··· Dataset records ···

PR #163, opened 2026-06-06
fix: support external Postgres SSL mode

ak684:
## Summary
- Add `AUTOMATION_DB_SSL_MODE` support for automation service direct Postgres connections.
- Propagate SSL mode through asyncpg runtime connections and pg8000 Alembic migrations.
- Support `prefer`, `require`, and `disable` with focused unit coverage.
  - Successfully validated `sslmode=require` on a real Replicated OHE instance using an external Postgres endpoint on port `5433`; app login and a test conversation passed.
  
## Validation
- `uv run pytest tests/test_config.py tests/test_db.py`
- `git diff --check`

### DIFF
--- a/migrations/env.py
+++ b/migrations/env.py
@@ -23,6 +23,7 @@ import os
 from alembic import context
 from sqlalchemy import create_engine, text
 
+from openhands.automation.db import _build_pg8000_connect_args
 from openhands.automation.models import Base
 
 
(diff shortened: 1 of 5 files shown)


ak684:
Agreed with the env-variable consistency issue. I pushed `eac5478` to make `ServiceSettings.db_ssl_mode` use the same fallback chain as migrations: `AUTOMATION_DB_SSL_MODE` -> `DB_SSL_MODE` -> `PGSSLMODE`, with tests covering fallback and precedence.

···

▶ _Work to complete_: One line contains "run pytest tests/test_config.py". Return that line and every later line through the end of the listing above, exactly, and nothing else.

▶ _Task solution_:
- `uv run pytest tests/test_config.py tests/test_db.py`
- `git diff --check`

### DIFF
--- a/migrations/env.py
+++ b/migrations/env.py
@@ -23,6 +23,7 @@ import os
 from alembic import context
 from sqlalchemy import create_engine, text
 
+from openhands.automation.db import _build_pg8000_connect_args
 from openhands.automation.models import Base
 
 
(diff shortened: 1 of 5 files shown)


ak684:
Agreed with the env-variable consistency issue. I pushed `eac5478` to make `ServiceSettings.db_ssl_mode` use the same fallback chain as migrations: `AUTOMATION_DB_SSL_MODE` -> `DB_SSL_MODE` -> `PGSSLMODE`, with tests covering fallback and precedence.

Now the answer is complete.